START DATA RECORDS

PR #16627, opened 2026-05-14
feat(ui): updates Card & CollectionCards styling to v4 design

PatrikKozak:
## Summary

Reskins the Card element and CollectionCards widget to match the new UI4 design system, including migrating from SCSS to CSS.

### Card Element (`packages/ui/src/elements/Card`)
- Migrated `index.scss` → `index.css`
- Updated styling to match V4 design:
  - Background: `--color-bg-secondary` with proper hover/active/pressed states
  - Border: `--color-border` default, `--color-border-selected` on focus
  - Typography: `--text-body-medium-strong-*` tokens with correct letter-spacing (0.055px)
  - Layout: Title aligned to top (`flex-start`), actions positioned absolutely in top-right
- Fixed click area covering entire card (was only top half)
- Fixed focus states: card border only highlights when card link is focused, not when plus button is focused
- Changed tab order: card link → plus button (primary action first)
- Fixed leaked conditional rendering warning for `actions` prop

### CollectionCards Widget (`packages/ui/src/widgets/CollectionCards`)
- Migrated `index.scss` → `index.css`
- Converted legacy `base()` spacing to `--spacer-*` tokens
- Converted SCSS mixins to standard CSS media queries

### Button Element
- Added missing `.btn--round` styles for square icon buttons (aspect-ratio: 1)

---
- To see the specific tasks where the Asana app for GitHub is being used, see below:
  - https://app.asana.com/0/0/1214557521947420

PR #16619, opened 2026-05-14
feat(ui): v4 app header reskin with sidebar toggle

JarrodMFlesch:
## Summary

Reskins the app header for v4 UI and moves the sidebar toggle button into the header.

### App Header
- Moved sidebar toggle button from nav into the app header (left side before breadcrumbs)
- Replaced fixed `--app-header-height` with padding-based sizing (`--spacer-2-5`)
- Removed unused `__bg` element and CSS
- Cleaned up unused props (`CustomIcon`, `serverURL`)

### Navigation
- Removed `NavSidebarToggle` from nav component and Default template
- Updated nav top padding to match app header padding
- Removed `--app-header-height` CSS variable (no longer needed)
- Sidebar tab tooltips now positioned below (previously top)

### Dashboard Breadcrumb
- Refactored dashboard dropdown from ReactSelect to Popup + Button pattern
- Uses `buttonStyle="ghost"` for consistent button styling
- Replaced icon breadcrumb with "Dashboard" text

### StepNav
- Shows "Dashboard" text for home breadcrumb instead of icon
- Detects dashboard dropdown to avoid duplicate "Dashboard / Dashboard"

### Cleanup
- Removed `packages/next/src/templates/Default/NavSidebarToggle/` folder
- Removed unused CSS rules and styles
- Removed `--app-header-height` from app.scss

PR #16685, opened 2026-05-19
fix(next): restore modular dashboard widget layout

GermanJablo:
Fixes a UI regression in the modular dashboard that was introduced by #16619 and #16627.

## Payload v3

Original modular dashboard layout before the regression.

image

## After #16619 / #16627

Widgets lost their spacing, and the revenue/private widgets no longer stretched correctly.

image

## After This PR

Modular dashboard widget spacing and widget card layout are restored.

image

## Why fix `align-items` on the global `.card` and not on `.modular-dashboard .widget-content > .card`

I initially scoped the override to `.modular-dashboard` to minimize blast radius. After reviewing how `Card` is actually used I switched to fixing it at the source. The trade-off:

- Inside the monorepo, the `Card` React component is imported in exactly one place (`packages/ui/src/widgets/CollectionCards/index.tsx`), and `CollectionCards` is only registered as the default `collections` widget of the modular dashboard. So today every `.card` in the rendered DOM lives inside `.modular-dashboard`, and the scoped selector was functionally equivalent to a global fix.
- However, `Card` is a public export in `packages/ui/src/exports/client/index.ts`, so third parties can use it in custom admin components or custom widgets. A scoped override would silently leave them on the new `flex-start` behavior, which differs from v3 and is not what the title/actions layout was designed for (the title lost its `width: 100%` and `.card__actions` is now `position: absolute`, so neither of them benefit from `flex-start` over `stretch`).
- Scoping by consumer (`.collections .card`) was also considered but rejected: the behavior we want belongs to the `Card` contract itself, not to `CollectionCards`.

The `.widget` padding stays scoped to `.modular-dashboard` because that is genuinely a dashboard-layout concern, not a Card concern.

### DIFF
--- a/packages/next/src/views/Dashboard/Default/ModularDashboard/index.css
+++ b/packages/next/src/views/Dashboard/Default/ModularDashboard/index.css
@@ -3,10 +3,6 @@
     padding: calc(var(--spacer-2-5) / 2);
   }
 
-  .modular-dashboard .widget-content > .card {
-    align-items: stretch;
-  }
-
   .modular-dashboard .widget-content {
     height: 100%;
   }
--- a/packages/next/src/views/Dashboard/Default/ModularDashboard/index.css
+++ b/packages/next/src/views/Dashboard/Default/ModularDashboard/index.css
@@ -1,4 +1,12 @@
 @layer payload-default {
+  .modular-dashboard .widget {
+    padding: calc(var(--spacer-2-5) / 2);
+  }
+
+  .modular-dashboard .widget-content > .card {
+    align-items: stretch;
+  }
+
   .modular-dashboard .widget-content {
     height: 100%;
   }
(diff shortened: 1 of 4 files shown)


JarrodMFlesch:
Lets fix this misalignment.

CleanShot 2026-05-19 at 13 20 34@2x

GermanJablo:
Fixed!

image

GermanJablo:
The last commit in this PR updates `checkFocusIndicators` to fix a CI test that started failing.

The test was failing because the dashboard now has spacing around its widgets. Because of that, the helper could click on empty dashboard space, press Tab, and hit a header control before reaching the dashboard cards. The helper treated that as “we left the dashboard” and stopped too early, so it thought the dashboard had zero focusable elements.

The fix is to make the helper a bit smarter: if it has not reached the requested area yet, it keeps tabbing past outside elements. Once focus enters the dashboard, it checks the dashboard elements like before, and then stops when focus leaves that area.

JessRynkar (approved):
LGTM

END DATA RECORDS

◆ **PROMPT**:
Each record should be transcribed exactly as it was written.

◆ **YOUR SOLUTION**:
PR #16627, opened 2026-05-14
feat(ui): updates Card & CollectionCards styling to v4 design

PatrikKozak:
## Summary

Reskins the Card element and CollectionCards widget to match the new UI4 design system, including migrating from SCSS to CSS.

### Card Element (`packages/ui/src/elements/Card`)
- Migrated `index.scss` → `index.css`
- Updated styling to match V4 design:
  - Background: `--color-bg-secondary` with proper hover/active/pressed states
  - Border: `--color-border` default, `--color-border-selected` on focus
  - Typography: `--text-body-medium-strong-*` tokens with correct letter-spacing (0.055px)
  - Layout: Title aligned to top (`flex-start`), actions positioned absolutely in top-right
- Fixed click area covering entire card (was only top half)
- Fixed focus states: card border only highlights when card link is focused, not when plus button is focused
- Changed tab order: card link → plus button (primary action first)
- Fixed leaked conditional rendering warning for `actions` prop

### CollectionCards Widget (`packages/ui/src/widgets/CollectionCards`)
- Migrated `index.scss` → `index.css`
- Converted legacy `base()` spacing to `--spacer-*` tokens
- Converted SCSS mixins to standard CSS media queries

### Button Element
- Added missing `.btn--round` styles for square icon buttons (aspect-ratio: 1)

---
- To see the specific tasks where the Asana app for GitHub is being used, see below:
  - https://app.asana.com/0/0/1214557521947420

PR #16619, opened 2026-05-14
feat(ui): v4 app header reskin with sidebar toggle

JarrodMFlesch:
## Summary

Reskins the app header for v4 UI and moves the sidebar toggle button into the header.

### App Header
- Moved sidebar toggle button from nav into the app header (left side before breadcrumbs)
- Replaced fixed `--app-header-height` with padding-based sizing (`--spacer-2-5`)
- Removed unused `__bg` element and CSS
- Cleaned up unused props (`CustomIcon`, `serverURL`)

### Navigation
- Removed `NavSidebarToggle` from nav component and Default template
- Updated nav top padding to match app header padding
- Removed `--app-header-height` CSS variable (no longer needed)
- Sidebar tab tooltips now positioned below (previously top)

### Dashboard Breadcrumb
- Refactored dashboard dropdown from ReactSelect to Popup + Button pattern
- Uses `buttonStyle="ghost"` for consistent button styling
- Replaced icon breadcrumb with "Dashboard" text

### StepNav
- Shows "Dashboard" text for home breadcrumb instead of icon
- Detects dashboard dropdown to avoid duplicate "Dashboard / Dashboard"

### Cleanup
- Removed `packages/next/src/templates/Default/NavSidebarToggle/` folder
- Removed unused CSS rules and styles
- Removed `--app-header-height` from app.scss

PR #16685, opened 2026-05-19
fix(next): restore modular dashboard widget layout

GermanJablo:
Fixes a UI regression in the modular dashboard that was introduced by #16619 and #16627.

## Payload v3

Original modular dashboard layout before the regression.

image

## After #16619 / #16627

Widgets lost their spacing, and the revenue/private widgets no longer stretched correctly.

image

## After This PR

Modular dashboard widget spacing and widget card layout are restored.

image

## Why fix `align-items` on the global `.card` and not on `.modular-dashboard .widget-content > .card`

I initially scoped the override to `.modular-dashboard` to minimize blast radius. After reviewing how `Card` is actually used I switched to fixing it at the source. The trade-off:

- Inside the monorepo, the `Card` React component is imported in exactly one place (`packages/ui/src/widgets/CollectionCards/index.tsx`), and `CollectionCards` is only registered as the default `collections` widget of the modular dashboard. So today every `.card` in the rendered DOM lives inside `.modular-dashboard`, and the scoped selector was functionally equivalent to a global fix.
- However, `Card` is a public export in `packages/ui/src/exports/client/index.ts`, so third parties can use it in custom admin components or custom widgets. A scoped override would silently leave them on the new `flex-start` behavior, which differs from v3 and is not what the title/actions layout was designed for (the title lost its `width: 100%` and `.card__actions` is now `position: absolute`, so neither of them benefit from `flex-start` over `stretch`).
- Scoping by consumer (`.collections .card`) was also considered but rejected: the behavior we want belongs to the `Card` contract itself, not to `CollectionCards`.

The `.widget` padding stays scoped to `.modular-dashboard` because that is genuinely a dashboard-layout concern, not a Card concern.

### DIFF
--- a/packages/next/src/views/Dashboard/Default/ModularDashboard/index.css
+++ b/packages/next/src/views/Dashboard/Default/ModularDashboard/index.css
@@ -3,10 +3,6 @@
     padding: calc(var(--spacer-2-5) / 2);
   }
 
-  .modular-dashboard .widget-content > .card {
-    align-items: stretch;
-  }
-
   .modular-dashboard .widget-content {
     height: 100%;
   }
--- a/packages/next/src/views/Dashboard/Default/ModularDashboard/index.css
+++ b/packages/next/src/views/Dashboard/Default/ModularDashboard/index.css
@@ -1,4 +1,12 @@
 @layer payload-default {
+  .modular-dashboard .widget {
+    padding: calc(var(--spacer-2-5) / 2);
+  }
+
+  .modular-dashboard .widget-content > .card {
+    align-items: stretch;
+  }
+
   .modular-dashboard .widget-content {
     height: 100%;
   }
(diff shortened: 1 of 4 files shown)


JarrodMFlesch:
Lets fix this misalignment.

CleanShot 2026-05-19 at 13 20 34@2x

GermanJablo:
Fixed!

image

GermanJablo:
The last commit in this PR updates `checkFocusIndicators` to fix a CI test that started failing.

The test was failing because the dashboard now has spacing around its widgets. Because of that, the helper could click on empty dashboard space, press Tab, and hit a header control before reaching the dashboard cards. The helper treated that as “we left the dashboard” and stopped too early, so it thought the dashboard had zero focusable elements.

The fix is to make the helper a bit smarter: if it has not reached the requested area yet, it keeps tabbing past outside elements. Once focus enters the dashboard, it checks the dashboard elements like before, and then stops when focus leaves that area.

JessRynkar (approved):
LGTM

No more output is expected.